On this workshop I have presented my work which was carried out within the FABRIC project (FABRIC is the European IST project IST-2001-37167). The whole workshop was very interesting for me, thus it has a topic that is really close to my research area.

The workshop addressed the global interoperability aspects while concentrating on delivering standard wide real-time guarantees to provide high quality guaranteed video and audio streaming between devices operating under different middleware standards. Very interesting point of the workshop was a panel discussion. A topic of the panel was to address a number of initiatives, both industrial and academic, in order to provide a solution for communication among networked multimedia devices. I heard a critical view at these initiatives both from the application and research viewpoints. The objective was to identify new possible opportunities and areas in which research has to be reinforced.
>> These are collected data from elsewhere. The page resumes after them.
PR #479, opened 2020-05-08
Pin react experimental version & fix graceful fallback for prisma version

flybayer:

1. Pin the react experimental version to one that works (latest is broken)
2. Change prisma version in package.json template to be a valid version `2.0.0-beta.4` instead of an invalid version `2.x` so that `npm i` will work if the dependency updater fails for some reason during `blitz new`

### Checklist

- [ ] Tests added for changes

### DIFF
--- a/packages/generator/src/utils/fetch-latest-version-for.ts
+++ b/packages/generator/src/utils/fetch-latest-version-for.ts
@@ -10,7 +10,8 @@ export const fetchLatestVersionsFor = async <T extends Record<string, string>>(
 
   const updated = await Promise.all(
     entries.map(async ([dep, version]) => {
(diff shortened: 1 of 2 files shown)


osirvent:
Latest prisma version is 2.0.0-beta.4. On `package.json` appears `2.0.0-beta.3`

flybayer:
@osirvent yeah this will get out of date and can be updated periodically in our code, but it's automatically updated during `blitz new`.

osirvent:
@flybayer I understand for what your are saying that now in a `blitz new` app should appear `2.0.0-beta.4` but it is not. Shouldn't be using something like `2.0.0-beta.X`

The conference offered many interesting papers and presentation. The papers presented can be sort in five categories:
Foundations - theories and models of real-time computing and systems
Applications and Tools - embedded real-time systems; real-time control applications; real-time aspects in ubiquitous computing; distributed real-time information systems/databases; video/audio streaming with real-time constraints; in-home entertainment networks; frameworks and tools for development and analysis.
Software - software architectures and languages; operating systems; design, scheduling, timing and execution-time analysis; validation; monitoring.
Hardware architectures - real-time devices and (co)processors; power-aware RT-computing.
Distributed Systems and Networks: communication protocols; interfaces and compos ability; wireless and ad-hoc networking, real-time mobile computing.

Keynote session offered really useful information about programming in real-time systems. It was presented by Alan Burns (University of York, England).

Thus, my overall impression is that this was very good conference with so many interesting papers and works, which I have to look in for my future work.